▸ ASSIGNMENT
Somewhere below is a line with "-The modules and" and, later, a line with "the <<auditbeat-module-auditd,auditd module>>."; repeat those two lines and all the lines between them, exactly as they are.

▸ PROVIDED RECORDS
PR #6138, opened 2018-01-22
Auditbeat GA cleanup

andrewkroh:
Fix issues affecting the latest version of Auditbeat.

- Add filter to omit symlinks from "World Writeable File Count" viz.
- Remove cfgwarn.Beta from Auditbeat modules.
- Adding missing structured logging key name to an Auditbeat warning.
- Add breaking changes documentation for Auditbeat 6.2

### DIFF
--- a/auditbeat/docs/breaking.asciidoc
+++ b/auditbeat/docs/breaking.asciidoc
@@ -11,10 +11,12 @@ There are changes that affect both the configuration and the event schema.
 [float]
 === Configuration Changes
 
-The modules and metricsets were renamed and your configuration must be updated.
+The audit module has been renamed and is now two separate modules: the
+<<auditbeat-module-auditd,auditd module>> and the
+<<auditbeat-module-file_integrity,file_integrity module>>. You must update your
+configuration to use these modules.
 
-The `kernel` metricset has been renamed to the
-<<auditbeat-module-auditd,auditd module>>.
+The `kernel` metricset has become the <<auditbeat-module-auditd,auditd module>>.
 
 .Old Config
 [source,yaml]
@@ -45,7 +47,7 @@ The `kernel` metricset has been renamed to the
     # Rules
 ----
 
-The `file` metricset has been renamed to the
+The `file` metricset has become the
 <<auditbeat-module-file_integrity,file_integrity module>>.
 
 .Old Config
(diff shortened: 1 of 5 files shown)


auditbeat/docs/breaking.asciidoc
```diff
@@ -0,0 +1,129 @@
...
+
+If you are using the default index naming and template settings then no action
+is required because the Auditbeat version number is included in then index
+and template names. This prevents any field mapping issues between versions.
+
+In Kibana you will need to import the latest dashboards that work with the
+new event format. The new dashboards will not work with data produced by older
+versions of Auditbeat.
+
+.Summary of Field Renames
```
dedemorton: I'd just say "Renamed Fields" for the heading here.

auditbeat/docs/breaking.asciidoc
```diff
@@ -0,0 +1,129 @@
...
+Most field names were changed in 6.2. This is because of the module renames as
+well as a desire to use common field names for similar data types between
+the modules (and future modules). The table below provides a summary of the
+field changes.
+
+If you are using the default index naming and template settings then no action
+is required because the Auditbeat version number is included in then index
+and template names. This prevents any field mapping issues between versions.
+
+In Kibana you will need to import the latest dashboards that work with the
```
dedemorton: Just say, "In Kibana you need to import....

dedemorton: might be worth providing the command here for importing the dashboards? Or a link to the docs?

auditbeat/docs/breaking.asciidoc
```diff
@@ -0,0 +1,129 @@
+[[auditbeat-breaking-changes]]
```
dedemorton: Might be a good idea to add something to the [breaking changes](https://www.elastic.co/guide/en/beats/libbeat/current/breaking-changes-6.0.html) section of the platform reference that points to the Auditbeat topic.

andrewkroh: I think that it would be good to add something over there, but that page is specific to 6.0. Perhaps on the [parent page](https://www.elastic.co/guide/en/beats/libbeat/current/breaking-changes.html) to that one we could add a list of links?

auditbeat/docs/breaking.asciidoc
```diff
@@ -0,0 +1,129 @@
...
+
+[float]
+=== Event Schema Changes
+
+Most field names were changed in 6.2. This is because of the module renames as
+well as a desire to use common field names for similar data types between
+the modules (and future modules). The table below provides a summary of the
+field changes.
+
+If you are using the default index naming and template settings then no action
```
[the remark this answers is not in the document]
andrewkroh: As it turns out there are no mapping conflicts between 6.1.2 and 6.2 so I'm removing this paragraph.

andrewkroh:
@dedemorton The PR is updated. Thanks for reviewing.

auditbeat/docs/breaking.asciidoc
dedemorton: Yes, a list of links might work, or we could add a container for 6.2 that just points to the Auditbeat topic. If Auditbeat is the only Beat that has breaking changes, a container for 6.2 is overkill, IMO.

auditbeat/docs/index.asciidoc
```diff
@@ -17,6 +17,8 @@ include::../../libbeat/docs/contributing-to-beats.asciidoc[]
 
 include::./getting-started.asciidoc[]
 
+include::./breaking.asciidoc[]
```
dedemorton: Didn't notice this the first time I reviewed, but the include for breaking changes needs to come after the repositories topic (line 22), or you end up with a TOC that looks like this:

image

andrewkroh:
Fixed the TOC, but I didn't do the linking between the platform BC page and the Auditbeat BC page.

▸ OUTPUT OF THE EXERCISE
-The modules and metricsets were renamed and your configuration must be updated.
+The audit module has been renamed and is now two separate modules: the
+<<auditbeat-module-auditd,auditd module>> and the
+<<auditbeat-module-file_integrity,file_integrity module>>. You must update your
+configuration to use these modules.
 
-The `kernel` metricset has been renamed to the
-<<auditbeat-module-auditd,auditd module>>.
+The `kernel` metricset has become the <<auditbeat-module-auditd,auditd module>>.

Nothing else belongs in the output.